Start of DATA TO EXAMINE

PR #2442, opened 2016-04-27
Fix exception while opening Active Scan dialogue

### LINKED ISSUE #2440: Exception while opening the Active Scan dialogue
Steps to reproduce the issue:
1. Run ZAP with a new home directory (-dir command line argument);
2. Open the Active Scan dialogue;
3. Check the log file, there should be an exception:
```
30261 [AWT-EventQueue-0] ERROR org.parosproxy.paros.common.AbstractParam  - 'view.locale' doesn't map to a String object
org.apache.commons.configuration.ConversionException: 'view.locale' doesn't map to a String object
	at org.apache.commons.configuration.AbstractConfiguration.getString(AbstractConfiguration.java:1050)
	at org.parosproxy.paros.extension.option.OptionsParamView.parse(Unknown Source)
	at org.parosproxy.paros.common.AbstractParam.load(Unknown Source)
	at org.parosproxy.paros.model.OptionsParam.parse(Unknown Source)
	at org.parosproxy.paros.common.AbstractParam.load(Unknown Source)
	at org.zaproxy.zap.extension.ascan.CustomScanDialog.reset(Unknown Source)
	at org.zaproxy.zap.extension.ascan.CustomScanDialog.<init>(Unknown Source)
	at org.zaproxy.zap.extension.ascan.ExtensionActiveScan.showCustomScanDialog(Unknown Source)
	at org.zaproxy.zap.extension.ascan.ExtensionActiveScan$3.actionPerformed(Unknown Source)
```

ZAP Versions:
Versions >= 2.4.0

thc202:
Change method OptionsParamView.setLocale(Locale) to save the locale as
String instead of Locale (call existing method setLocale(String),
preventing the issue if the OptionsParamView is (re)loaded.
Remove instance variable CustomScanDialog.optionsParam and corresponding
load of configurations (which was triggering the issue) when the
dialogue is reset, the optionsParam is not being used. Also, change to
use the method ScannerParam.clone() instead of doing the clone manually.

Fix #2440 - Exception while opening the Active Scan dialogue

### DIFF
--- a/src/org/parosproxy/paros/extension/option/OptionsParamView.java
+++ b/src/org/parosproxy/paros/extension/option/OptionsParamView.java
@@ -32,6 +32,7 @@
 // ZAP: 2015/03/04 Added dev build warning option
 // ZAP: 2016/04/04 Do not require a restart to show/hide the tool bar
 // ZAP: 2016/04/06 Fix layouts' issues
+// ZAP: 2016/04/27 Save, always, the Locale as String
 
 package org.parosproxy.paros.extension.option;
 
@@ -218,8 +219,7 @@ public class OptionsParamView extends AbstractParam {
 			sb.append(locale.getLanguage());
 			if (locale.getCountry().length() > 0) sb.append("_").append(locale.getCountry());
 			if (locale.getVariant().length() > 0) sb.append("_").append(locale.getVariant());
-			this.locale = sb.toString();
-			getConfig().setProperty(LOCALE, locale);
+			setLocale(sb.toString());
 		}
 	}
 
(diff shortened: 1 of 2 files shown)


kingthorin:
I know this is a fix to existing code but isn't this a rather kludgey way to get locale? Shouldn't there be some system or vm constant that can just be tostringed directly instead of assembling the locale in pieces?

I don't have a problem with the change, just wonder if there's a better way. Something that would address the issue and improve the code.

thc202:
We are already obtaining the default Locale (see Constant.SYSTEMS_LOCALE) and that's used to determine which language, from the ones available in ZAP, should be shown/selected. The conversion to String is done manually because Locale.toString() returns more than we need (e.g. script, extensions).

kingthorin:
Ok. Looks good.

End of DATA TO EXAMINE

ASSIGNMENT:
Retype the entries above exactly, but only from the line containing "1. Run ZAP with" through the line containing "-32,6 +32,7 @@", both included.

THE ANSWER:
1. Run ZAP with a new home directory (-dir command line argument);
2. Open the Active Scan dialogue;
3. Check the log file, there should be an exception:
```
30261 [AWT-EventQueue-0] ERROR org.parosproxy.paros.common.AbstractParam  - 'view.locale' doesn't map to a String object
org.apache.commons.configuration.ConversionException: 'view.locale' doesn't map to a String object
	at org.apache.commons.configuration.AbstractConfiguration.getString(AbstractConfiguration.java:1050)
	at org.parosproxy.paros.extension.option.OptionsParamView.parse(Unknown Source)
	at org.parosproxy.paros.common.AbstractParam.load(Unknown Source)
	at org.parosproxy.paros.model.OptionsParam.parse(Unknown Source)
	at org.parosproxy.paros.common.AbstractParam.load(Unknown Source)
	at org.zaproxy.zap.extension.ascan.CustomScanDialog.reset(Unknown Source)
	at org.zaproxy.zap.extension.ascan.CustomScanDialog.<init>(Unknown Source)
	at org.zaproxy.zap.extension.ascan.ExtensionActiveScan.showCustomScanDialog(Unknown Source)
	at org.zaproxy.zap.extension.ascan.ExtensionActiveScan$3.actionPerformed(Unknown Source)
```

ZAP Versions:
Versions >= 2.4.0

thc202:
Change method OptionsParamView.setLocale(Locale) to save the locale as
String instead of Locale (call existing method setLocale(String),
preventing the issue if the OptionsParamView is (re)loaded.
Remove instance variable CustomScanDialog.optionsParam and corresponding
load of configurations (which was triggering the issue) when the
dialogue is reset, the optionsParam is not being used. Also, change to
use the method ScannerParam.clone() instead of doing the clone manually.

Fix #2440 - Exception while opening the Active Scan dialogue

### DIFF
--- a/src/org/parosproxy/paros/extension/option/OptionsParamView.java
+++ b/src/org/parosproxy/paros/extension/option/OptionsParamView.java
@@ -32,6 +32,7 @@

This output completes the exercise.